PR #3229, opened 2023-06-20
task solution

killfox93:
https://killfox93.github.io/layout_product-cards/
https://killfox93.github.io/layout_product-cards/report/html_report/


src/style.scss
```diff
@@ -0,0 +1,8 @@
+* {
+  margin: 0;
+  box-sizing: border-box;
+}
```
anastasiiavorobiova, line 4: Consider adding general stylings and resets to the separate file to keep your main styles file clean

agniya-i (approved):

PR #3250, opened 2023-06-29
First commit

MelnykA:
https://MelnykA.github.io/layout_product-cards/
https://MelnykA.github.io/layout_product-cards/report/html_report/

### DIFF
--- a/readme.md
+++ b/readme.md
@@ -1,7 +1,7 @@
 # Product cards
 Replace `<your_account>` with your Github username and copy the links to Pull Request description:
--
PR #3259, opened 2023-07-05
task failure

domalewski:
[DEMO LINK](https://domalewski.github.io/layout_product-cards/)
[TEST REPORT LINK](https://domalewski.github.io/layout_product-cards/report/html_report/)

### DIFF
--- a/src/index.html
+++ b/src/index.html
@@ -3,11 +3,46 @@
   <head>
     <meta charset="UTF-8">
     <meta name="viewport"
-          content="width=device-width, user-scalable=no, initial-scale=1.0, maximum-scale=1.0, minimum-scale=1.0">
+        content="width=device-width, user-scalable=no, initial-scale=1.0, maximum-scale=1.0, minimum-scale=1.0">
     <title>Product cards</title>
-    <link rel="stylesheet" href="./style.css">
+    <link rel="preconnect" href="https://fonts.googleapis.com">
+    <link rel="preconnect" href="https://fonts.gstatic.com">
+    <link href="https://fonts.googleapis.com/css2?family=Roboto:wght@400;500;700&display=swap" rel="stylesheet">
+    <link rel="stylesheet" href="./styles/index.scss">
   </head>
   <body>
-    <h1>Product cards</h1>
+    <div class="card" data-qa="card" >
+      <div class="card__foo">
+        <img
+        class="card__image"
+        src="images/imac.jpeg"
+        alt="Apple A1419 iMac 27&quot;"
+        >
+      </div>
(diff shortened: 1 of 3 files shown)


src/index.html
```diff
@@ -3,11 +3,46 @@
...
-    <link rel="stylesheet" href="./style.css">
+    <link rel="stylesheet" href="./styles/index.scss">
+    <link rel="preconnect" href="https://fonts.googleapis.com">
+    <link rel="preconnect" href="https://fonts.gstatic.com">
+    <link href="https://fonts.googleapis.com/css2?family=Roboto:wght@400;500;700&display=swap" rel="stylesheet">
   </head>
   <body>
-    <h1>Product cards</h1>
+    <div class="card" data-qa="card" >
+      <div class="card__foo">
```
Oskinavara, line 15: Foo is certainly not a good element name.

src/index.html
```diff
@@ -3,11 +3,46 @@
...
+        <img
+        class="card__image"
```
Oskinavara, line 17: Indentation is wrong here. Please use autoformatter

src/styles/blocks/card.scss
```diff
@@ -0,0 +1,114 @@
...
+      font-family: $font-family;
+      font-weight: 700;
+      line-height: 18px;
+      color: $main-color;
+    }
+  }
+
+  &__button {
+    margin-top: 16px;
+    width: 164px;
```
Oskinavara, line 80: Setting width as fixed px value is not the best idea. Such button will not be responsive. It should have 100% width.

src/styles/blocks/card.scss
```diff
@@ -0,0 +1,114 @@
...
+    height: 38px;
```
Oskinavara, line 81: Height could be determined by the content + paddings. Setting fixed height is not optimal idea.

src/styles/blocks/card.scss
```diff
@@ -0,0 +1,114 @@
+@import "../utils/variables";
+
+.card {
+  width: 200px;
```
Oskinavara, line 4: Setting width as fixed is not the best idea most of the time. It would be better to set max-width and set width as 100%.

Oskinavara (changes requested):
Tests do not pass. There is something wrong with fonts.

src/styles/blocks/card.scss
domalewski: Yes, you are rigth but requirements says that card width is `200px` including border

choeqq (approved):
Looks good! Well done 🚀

### What is required
Whenever a line above includes "main", copy it in full.

### Response to the task
anastasiiavorobiova, line 4: Consider adding general stylings and resets to the separate file to keep your main styles file clean
+      color: $main-color;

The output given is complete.